Los relojes con movimiento tipo automático tienen un alma especial. A diferencia de los de cuarzo, no dependen de una pila, sino del movimiento natural de quien los lleva puesto, pero si no tienen el mantenimiento y uso adecuado cualquier reloj automático se para tras unos días. En su interior, un rotor carga el mecanismo con cada gesto de la muñeca. Esa autonomía mecánica es una de las razones por las que muchos amantes del tiempo los prefieren: son piezas vivas, con ritmo propio.
Que tu reloj con mecanismo automático se pare no es motivo de alarma. De hecho, es algo completamente habitual y fácil de solucionar si sabes cómo actuar.
¿Por qué se para un reloj automático?
La razón más habitual es que el reloj no ha recibido suficiente movimiento durante un tiempo. La mayoría de modelos de relojes automáticos tienen una reserva de marcha que va desde las 38 hasta las 80 horas. Si lo dejas en reposo durante más tiempo, se detendrá de forma natural al agotarse esa energía acumulada.
Aunque menos frecuente, también puede deberse a un fallo mecánico interno, a la necesidad de lubricación o a una revisión pendiente. Si el reloj no reacciona incluso después de ponerlo en marcha manualmente, puede requerir atención profesional.
Cómo poner en marcha un reloj automático parado
Cuando tu reloj se ha parado, lo ideal es darle un pequeño impulso inicial. Casi todos los relojes de movimiento automático modernos permiten dar cuerda de forma manual a través de la corona. De hecho, es el método más recomendable para reactivarlo si se ha detenido por falta de uso.
- Gira la corona (la ruedecita situada en el lateral del reloj) en el sentido de las agujas del reloj. Si el reloj tiene corona roscada (como los relojes de buceo), recuerda desenroscarla primero y volver a enroscarla al terminar para conservar la estanqueidad.
- Haz entre 20 y 40 vueltas completas. No hay que apretar ni forzar. El movimiento debe ser suave y continuo.
- Agita el reloj con delicadeza durante unos segundos. Esto ayuda a poner en marcha el rotor interno.
- Ajusta la hora y la fecha, si fuese necesario. Hazlo siempre con cuidado, especialmente si el reloj tiene funciones como calendario.
5. Póntelo en la muñeca y llévalo durante el resto del día. El movimiento natural del brazo mantendrá la energía activa.
Algunos modelos muy antiguos o con un tipo de movimiento de relojes específico no permiten carga manual (dependen exclusivamente del movimiento del rotor). En ese caso, basta con agitar suavemente el reloj o ponértelo durante un tiempo en la muñeca o en una caja giratoria para relojes automáticos.

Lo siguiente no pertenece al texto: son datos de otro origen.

PR #95, opened 2019-04-04
DM-18746: Remove list of CALIB tables from ingestCalib.py and use the default to avoid omitting sky table

heather999:
It was discovered that we are overriding the default list of CALIB tables and have omitted the sky table.  To avoid this in the future, we will remove this one line from `config/ingestCalib.py`, as discussed on the dm-lsstcam channel: https://lsstc.slack.com/archives/CBE964PR8/p1554124198054300


heather999:
@RobertLuptonTheGood I just rebased this PR in the hopes that will help get this merged :)

heather999:
This issue will be handled in DM-19270 and its associated PR.

PR #259, opened 2020-10-13
DM-27162: Reorganize filter determination for LATISS and LSSTCam

timj:
* Share code for determining the main filter from the FILTER
  header.
* LSSTCam now only adds FILTER2 value if it is not empty.
* Always use UNKNOWN when the filter is not known


python/lsst/obs/lsst/translators/lsst.py
```diff
@@ -664,3 +664,32 @@ def to_exposure_group(self):
...
+        filter : `str`
+            The contents of the ``FILTER`` header with some appropriate
+            defaulting.
+        """
+
+        if self.is_key_ok("FILTER"):
+            physical_filter = self._header["FILTER"]
+            self._used_these_cards("FILTER")
+
+            if physical_filter.lower().startswith("empty"):
```
RobertLuptonTheGood, line 682: Is this a good idea?  If the physical filter is `empty_timj` this'll replace it with `EMPTY`

python/lsst/obs/lsst/translators/lsstCam.py
```diff
@@ -103,3 +103,28 @@ def can_translate(cls, header, filename=None):
...
+            headers joined by a "~" if FILTER2 is set and not empty.
+            Returns "UNKNOWN" if no filter is declared.
+        """
+        physical_filter = self._determine_primary_filter()
+
+        filter2 = None
+        if self.is_key_ok("FILTER2"):
+            self._used_these_cards("FILTER2")
+            filter2 = self._header["FILTER2"]
+            if filter2.lower().startswith("empty"):
```
RobertLuptonTheGood, line 124: Again, I'm nervous about using {{startwith("empty")}}.  I'd prefer to check for a more explicit pattern, e.g. {{re.search(r"^empty[0-9]?$", filter2.lower())}}

RobertLuptonTheGood (commented):
Looks good, except that I'm worried about over-wide matching for empty filter names

python/lsst/obs/lsst/translators/lsst.py
timj: This code came over from LATISS because they have empty_1 and empty_2 but don't care what comes after the underscore. If the convention is that you can have "empty_something_not_empty" then a regex seems to be important but then I start to think that we shouldn't be calling things empty if they aren't empty. Do you see a use case where a filter name could start with empty but absolutely not want to be reported as empty?

timj: I changed to a regex. Jenkins is running now.

PR #260, opened 2020-10-19
DM-27180: NaNs in measurePhotonTransferCurve.py causing failures

plazas:


mfisherlevine (approved):
Definitely a win here 👍

PR #262, opened 2020-10-22
DM-27158: constructDark.py fails on LSSTCam with 'Too many CR pixels'

czwa:
Update R41_S11_C14's readnoise to 25.0, based on BOT data.

This update allows the regular constructDark.py processing to succeed
on this amplifier, as the elevated read noise prevents the cosmic ray
rejection from identifying everything as a cosmic ray.


plazas (approved):
The change itself is trivial, and it looks good if it helps {{constructDark}}. And I also see that you outline, in the Jira ticket, an iterative process that is self-contained within the DM code to deal with this via {{doEmpiricalNoise}}. The more general question is, given that we have gain, full-well capacity at saturation, and noise values from the latest BOT runs (both using eoTtest and DM tools), can't we just update all these YAML files with those more realistic values? Maybe this is a more general discussion.

PR #264, opened 2020-10-27
DM-27339: BOT has unrecognised physical_filters

RobertLuptonTheGood:


RobertLuptonTheGood:
We'll solve this problem by patching the header

PR #266, opened 2020-10-28
Fix header when FILTER2 is set but FILTER isn't; DM-27339

RobertLuptonTheGood:


python/lsst/obs/lsst/translators/lsstCam.py
```diff
@@ -79,6 +79,22 @@ class LsstCamTranslator(LsstBaseTranslator):
...
     cameraPolicyFile = "policy/lsstCam.yaml"
 
+    @classmethod
+    def fix_header(cls, header):
+        """See https://astro-metadata-translator.lsst.io/py-api/astro_metadata_translator.FitsTranslator.html#astro_metadata_translator.FitsTranslator.fix_header"""  # noqa: E501, W505
+
+        if "FILTER" not in header:
+            obsid = header.get("OBSID", "unknown")
+
+            log.warn("%s: No FILTER but FILTER2=\"%s\"", obsid, header.get("FILTER2", "(missing)"))
```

¿Qué hago si sigue sin funcionar?
Si después de darle cuerda y llevarlo puesto durante varias horas el reloj sigue parado, se adelanta o se retrasa notablemente, lo más seguro es que haya una causa mecánica de fondo.
Es posible que el lubricante interno se haya secado, que el rotor no esté funcionando correctamente o que el calibre necesite un ajuste. Todos estos son factores normales con el paso del tiempo, especialmente si el reloj no ha recibido mantenimiento reciente.
Cómo evitar que un reloj automático se pare
Lo mejor para evitar que un reloj automático se pare es llevarlo puesto o, en su defecto, guardarlo en un rotor automático, una caja que oscila imitando el movimiento natural de la muñeca. Además, es fundamental guardar siempre los relojes de lujo en un lugar seco, alejado de campos magnéticos o golpes bruscos. Una buena conservación y prevención siempre va a ser lo mejor para cualquier reloj de lujo para mujer y caballero.